**WHAT YOU SHOULD DO**
If "Terragrunt" shows up in a line of the material, return that line.

+ + + + + + +

PR #2139, opened 2025-04-22
refactor: improve configuration loading.

i4ki:

This change is required for upcoming performance optimizations in the Terragrunt module detection.

none

Main goal of this change is making the *Root available during the loadTree() tree walking for allowing a context and pool of workers for the Terragrunt async loading.

```
no
```

### DIFF
--- a/config/config_test.go
+++ b/config/config_test.go
@@ -14,6 +14,7 @@ import (
 	"github.com/terramate-io/terramate/config"
 	"github.com/terramate-io/terramate/errors"
 	"github.com/terramate-io/terramate/project"
+	. "github.com/terramate-io/terramate/test/hclwrite/hclutils"
 	"github.com/terramate-io/terramate/test/sandbox"
 )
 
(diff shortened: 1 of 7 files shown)


config/config_test.go
```diff
@@ -32,6 +33,80 @@ func TestIsStack(t *testing.T) {
...
+			layout: []string{
+				"f:config.tm:" + Block("terramate",
+					Str("required_version", fmt.Sprintf("= %s", terramate.Version())),
+				).String(),
+			},
+			fromdir: "/",
+			want:    want{cfgpath: "/", found: true},
+		},
+		{
+			name: "has root config - find from nested subdir",
```
i4ki, line 76: this case was only tested indirectly in the e2e but it can go undetected if all tests use a git repo... as this is only used if it's not a repo and `terramate.required_version` is used.

ui/tui/cli.go
```diff
@@ -264,7 +264,7 @@ func (c *CLI) Exec(args []string) {
 	}
 
 	if !foundRoot {
-		printer.Stderr.Fatal(`Error: Terramate was unable to detect a project root.
```
i4ki, line 267: it was printing: `Error: Error: Terramate was unable...`

snakster (approved):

+ + + + + + +

**ANSWER SPACE**
This change is required for upcoming performance optimizations in the Terragrunt module detection.
Main goal of this change is making the *Root available during the loadTree() tree walking for allowing a context and pool of workers for the Terragrunt async loading.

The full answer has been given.